« Le Monde » daté de jeudi dernier publie sur le sujet un article très intéressant qui fait le point sur les chiffres : si le nombre des actes de délinquance et des homicides a augmenté en juilllet, la moyenne de ces actes sur l'année est relativement stable. Peut-être le déconfinement a-t-il joué, par son ingrédient libérateur, dans le sens négatif d'une hausse. Mais la pandémie, les mois précédant le déconfinement, a réduit sensiblement la déliquance au niveau national. De sorte que, comparées à celles de 2019, les statistiques de juillet (et probablement celles d'août) ne montreront qu'une hausse d'importance relative. Ce qui n'a pas empêché la polémique d'enfler au-delà du raisonnable pour diverses motivations dont la première est d'ajouter une casserole au char de l'État. Plus de criminalité, c'est pour certains, un excellent prétexte pour s'indigner de voir les citoyens honnêtes abandonnés à des agressions, des policiers victimes des excès de vitesse et des chauffards sans permis, et la drogue redevenir un puissant trafic.
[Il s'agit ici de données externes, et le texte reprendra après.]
PR #1035, opened 2021-12-21
MGMT-8500 - OCP versions are sorted old -> new rather than the other way around

jgyselov:
https://issues.redhat.com/browse/MGMT-8500
Before:
image

After:
image


nirfarkas:
Super!

batzionb:
This might not work when there'll be version 10, since it's not alphanumerically sorted

batzionb (approved):

PR #1070, opened 2022-01-11
Fix canUnbindHost for BMH

mareklibra:


src/cim/components/Agent/tableUtils.tsx
```diff
@@ -302,7 +302,7 @@ export const useAgentsTable = (
         canUnbindHost: canUnbindHost
           ? (host: Host) => {
               const agent = agents.find((a) => a.metadata?.uid === host.id);
-              return agent ? canUnbindHost(agent) : ['false'];
+              return agent ? canUnbindHost(agent) : [false, '' /* Only agent can be unbound */];
```
jtomasek, line 305: This should not be needed since agent is optional in `canUnbindHost` and when there is no agent, it is handled there already: https://github.com/stolostron/console/pull/1095/files#diff-e336279de3b51f940b63be20165303c34785a1a90746a6bcdfea7746feaa4a19R94

jtomasek, line 305:
```suggestion
              return canUnbindHost(agent);
```

src/common/components/hosts/tableUtils.tsx
```diff
@@ -486,20 +486,23 @@ export const hostActionResolver = ({
...
-            description={canUnbindHostResult?.[1]}
-            title="Remove from the cluster"
-          />
-        ),
-        id: `button-unbind-host-${hostname}`,
-        onClick: () => !isDisabled && onUnbindHost && onUnbindHost(host),
-        disabled: isDisabled,
-      });
+      const isEnabled = canUnbindHostResult?.[0];
+      const disabledReason = canUnbindHostResult?.[1];
```
jtomasek, line 490: `canUnbindHost` should always return the `[boolean, string]` tuple, right?
```
const [isEnabled, disabledReason] = canUnbindHostResult(host);
```

jtomasek (changes requested):

src/cim/components/Agent/tableUtils.tsx
mareklibra: You are right in the recent flow. It's just keeping it safe for the future. Anyway, we need to handle `agent === undefined` somehow and this is one approach.

mareklibra: You are right for that flow. We will need to handle `agent === undefined` anyway, so we move that logic into canUnbindHost

src/common/components/hosts/tableUtils.tsx
mareklibra: right, changed

src/cim/components/Agent/tableUtils.tsx
mareklibra: Already done.

jtomasek (approved):

PR #1082, opened 2022-01-18
MGMT-8068: Add edit capabilities for infra env pullsecret and ssh keys

rawagner:
Screenshot from 2022-01-19 09-54-58

Screenshot from 2022-01-19 09-55-11

Screenshot from 2022-01-19 09-55-22

@ShiranHi 

According to https://marvelapp.com/prototype/haechg7/screen/84021478 we should show a warning if agent is booted with old ISO. But that cannot be detected from UI.


ShiranHi:
@rawagner looks good to me 👍

mareklibra (approved):

PR #1087, opened 2022-01-24
Add NTP sources configuration for CIM

rawagner:
I've made some changes so @ShiranHi let me know if you agree or not

1. sources are separated via comma, not via new line. This is how we do it on OCM so I think it would be good to align
2. I've added a help text under TextArea to make clear what format we expect (we do the same on OCM)
3. TextArea is not aligned with checkbox content, we do not do it on other places

ntp1

ntp4

net5


ShiranHi:
@rawagner thank you, happy to see it! Looks good to me 👍

jtomasek (approved):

Les réactions sont parfois comiques si le sujet n'était prioritaire. Le RN se félicite de l'adoption du mot « ensauvagement » par le ministre de l'Intérieur. Il y voit une preuve de fascisation du pouvoir, une aubaine pour les partisans de Marine Le Pen, qui se découvre des affinités avec le gouvernement. Mais M. Darmanin n'a rien inventé : Nicolas Sarkozy voulait débarrasser les quartiers sensibles de la « racaille » qu'il souhaitait nettoyer au kärcher et, bien avant lui, Jean-Pierre Chevènement avait dénoncé les « sauvageons » qui empoisonnaient la vie du bon peuple. Je ne vois donc pas pourquoi le mot a obtenu ces jours-ci un tel succès, d'autant qu'il vient aisément à l'esprit, lorsque l'on songe au climat protestaire, accompagné de casse, qui règne dans notre pays. Miroir de la société : l'exemple est donné à tous, y compris aux plus calmes et aux plus honnêtes, que, décidément, ici on peut faire ce que l'on veut sans en payer le prix judiciaire.
Je ne cherche pas à inventer un tableau idyllique de la France de 2020. Je voudrais seulement que les préparatifs de la lointaine campagne présidentielle ne commencent pas trop tôt, ce qui permettrait au gouvernement Castex d'assurer la relance de l'économie et, si la chance est de notre côté, de juguler la pandémie. Mais non, c'est trop demander aux partis d'opposition qui offrent le spectacle de divisions si profondes entre eux et au sein d'eux-mêmes qu'il leur faut trouver sans cesse une autre poire pour la soif. Dans ce recours sournois à l'insécurité (qui, bien sûr, n'a pas disparu et ne disparaîtra pas davantage si M. Macron quitte l'Élysée), il faut surtout déceler une autre arme des faibles. L'opposition est si peu convaincue de son aptitude à reconquérir le pouvoir qu'elle ouvre tous les jours un nouveau procès à l'exécutif. Comme si le président de la République n'était qu'un vulgaire Trump, comme si chacun de ses mots et de ses actes était en soi un scandale, comme si, enfin, il fallait lui trouver chaque jour une nouvelle tare.
Ni un clown ni un saltimbanque.
Mais Emmanuel Macron n'est ni un clown ni un saltimbanque et son élection n'a été ni le scandale de 2016 aux États-Unis, ni une aberration populaire. Quand on entend les commentaires de ceux qui aspirent à être élus, on constate que leur ton se durcit, mais que, loin d'apporter d'étincelantes propositions, ils se conduisent comme des inquisiteurs chargés de condamner un homme dont il faut se débarrasser, « quoi qu'il en coûte », expression qui a fait florès et reste imprimée dans tous les esprits y compris celui de l'auteur de ces lignes.
Le résultat de ce débat, c'est qu'il est trop violent pour être honnête et que les opposants, n'ayant que des remarques destructrices à faire, n'ont peut-être que l'argument d'un pouvoir insupportable pour avancer leurs pions. Las, voilà que quelques-uns d'entre eux, par exemple Christian Estrosi, maire de Nice, sont soudainement saisis par la grâce et disent, avec l'innocence de l'enfance, une cruelle vérité. Il propose que LR s'allie à la majorité et offre un nouveau mandat à Macron. Les Anglais disent : « If you can't beat them, join them ». Si vous ne pouvez pas les battre, rejoignez-les. M. Estrosi a fait ses humanités.